Dr. J. B. Rhine, head of Duke University’s Parapsychology Laboratory, has proved experimentally that man has access to knowledge, facts, and ideas, other than his own individual memory or stored information from learning or experience. Telepathy, clairvoyance, precognition have been established by scientific laboratory experiments. His findings, that man possesses some “extra sensory factor”, which he calls “Psi“, are no longer doubted by scientists who have seriously reviewed his work.

“We have found”, says Dr. Rhine, “that there is a capacity for acquiring knowledge that transcends the sensory functions. This extra sensory capacity can give us knowledge certainly of objective and very likely subjective states, knowledge of matter and most probably of minds.” Franz Schubert is said to have told a friend that his own creative process consisted in “remembering a melody” that neither he nor anyone else had ever thought of before. Many creative artists, as well as psychologists who have made a study of the creative process, have been impressed by the similarity of creative inspiration, sudden revelation, intuition, etc, and ordinary human memory.

Searching for a new idea, or an answer to a problem, is in fact, very similar to searching memory for a name you have forgotten. You know the name is “there” or else you would not search. The scanner in your brain scans back over stored memories until the desired name is “recognized” or “discovered”.

So as one can see, there are other elements to our brains that we are not even aware of. Ideas such as telepathy, clairvoyance, precognition , and the unconscious mind are other elements that have not even been factored into this discussion on the human brain vs. a computer. These topics alone are whole other subject to talk about in itself.

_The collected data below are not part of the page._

PR #934, opened 2020-03-06
Enhanced task graph to allow automatic scrolling and focusing on tasks in progress

kubama:
New icon was placed near existing "open in window" icon:

obraz

### DIFF
--- a/widgets/executions/src/tasksGraph/ExecutionWorkflowGraph.js
+++ b/widgets/executions/src/tasksGraph/ExecutionWorkflowGraph.js
@@ -1,13 +1,16 @@
 /**
  * Created by barucoh on 23/1/2019.
  */
-import { UncontrolledReactSVGPanZoom } from 'react-svg-pan-zoom';
+import { ReactSVGPanZoom } from 'react-svg-pan-zoom';
 import GraphNodes from './GraphNodes';
 import GraphEdges from './GraphEdges';
 
 const POLLING_INTERVAL = 5000;
 const MAX_GRAPH_HEIGHT = 380;
-const GRAPH_VERTICAL_MARGIN = 15;
+const GRAPH_MARGIN = 15;
+
+const AUTO_FOCUS_ANIMATION_FRAMES = 30;
+const AUTO_FOCUS_ANIMATION_FRAME_DURATION = 15;
 
 export default class ExecutionWorkflowGraph extends React.Component {
     /**
@@ -24,7 +27,9 @@ export default class ExecutionWorkflowGraph extends React.Component {
             error: '',
             maximized: false,
             containerWidth: 0,
-            modalWidth: 0
+            modalWidth: 0,
+            position: {},
+            modalPosition: {}
         };
         this.timer = null;
         this.cancelablePromise = null;
@@ -60,6 +65,9 @@ export default class ExecutionWorkflowGraph extends React.Component {
                     this.setState({
                         graphResult: tasksGraph
                     });
+                    if (this.state.autoFocus) {
+                        this.scrollToInProgress();
+                    }
                 }
             })
             .catch(error => {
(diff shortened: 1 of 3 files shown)


widgets/executions/src/tasksGraph/ExecutionWorkflowGraph.js
```diff
@@ -86,53 +94,114 @@ export default class ExecutionWorkflowGraph extends React.Component {
...
+            [maximized ? 'modalPosition' : 'position']: { ...currentPosition, ...positionToFocusOn }
+        });
+        if (frame !== AUTO_FOCUS_ANIMATION_FRAMES && this.state.autoFocus)
+            setTimeout(() => this.scrollTo(x, y, frame + 1), AUTO_FOCUS_ANIMATION_FRAME_DURATION);
+    }
+
+    scrollToInProgress() {
+        const focusNode = _.find(this.state.graphResult.children, containerNode =>
+            _.find(containerNode.children, subGraphNode =>
+                _.includes(['sent', 'rescheduled'], subGraphNode.labels[0].state)
```
qooban: These are "starting" states for a task in the graph?
Have you consulted the states with someone?

widgets/executions/src/tasksGraph/ExecutionWorkflowGraph.js
```diff
@@ -86,53 +94,114 @@ export default class ExecutionWorkflowGraph extends React.Component {
...
-                            background: 'white',
-                            opacity: 1,
-                            display: 'inline-table',
-                            padding: '0 2px'
+                            padding: '0 2px',
+                            marginRight: 0
                         }}
-                        onClick={() => this.setState({ maximized: true })}
+                        onClick={() => this.setState({ autoFocus: true }, this.scrollToInProgress)}
+                        title="Focus on tasks in progress"
```
qooban: I'm thinking of having the same approach for tooltips in the whole project. Right now we are mixing browser-rendered tooltips (eg. provided by `title` prop to icon) and browser-independant SUIR Popup wrapping.

1. If we go with the first one - I'd like us to style it (there's example: https://jsfiddle.net/8out2fey/)
2. If we go with SUIR - as Popup is very generic, the second approach can be a bit more developer-friendly if we have Tooltip component which just implements Popup with necessary stuff to behave like tooltip.

What do you think?

widgets/executions/src/tasksGraph/ExecutionWorkflowGraph.js
```diff
@@ -86,53 +94,114 @@ export default class ExecutionWorkflowGraph extends React.Component {
...
+                    width={width}
+                    height={height}
+                    background="#fff"
+                    tool="pan"
+                    miniatureProps={{ position: 'none' }}
+                    toolbarProps={{ position: 'none' }}
+                    value={this.state[positionStateProp]}
+                    onChangeValue={position => {
+                        this.setState({ [positionStateProp]: position });
+                        if (!_.isMatch(this.state[positionStateProp], _.pick(position, ['a', 'b', 'c', 'd', 'e', 'f'])))
```
qooban: I'd like to get more information on how that positioning works. Let's discuss f2f.

widgets/executions/src/tasksGraph/ExecutionWorkflowGraph.js
kubama: These are "in progress" states

widgets/executions/src/tasksGraph/ExecutionWorkflowGraph.js
kubama: I haven't investigated it deeply but my first impression was that `title` was more commonly used across the project so I chose it.
I'm fine with the first approach - it's simpler to use and more generic - can be less problematic in some non-standard situations. Whichever we choose we should address the change in a separate JIRA ticket.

One of the fastest supercomputers in the world needed 40 minutes to simulate one single second of human brain activity.

Remember
These are just a few of the ideas and theories that I have come across and have read and wanted to share with all of you. Next time when you sit down with your computer and think about how wonderful it is, make sure you stop and think about how wonderful our own brain is. Remember, without the human brain there would be no computer in the first place.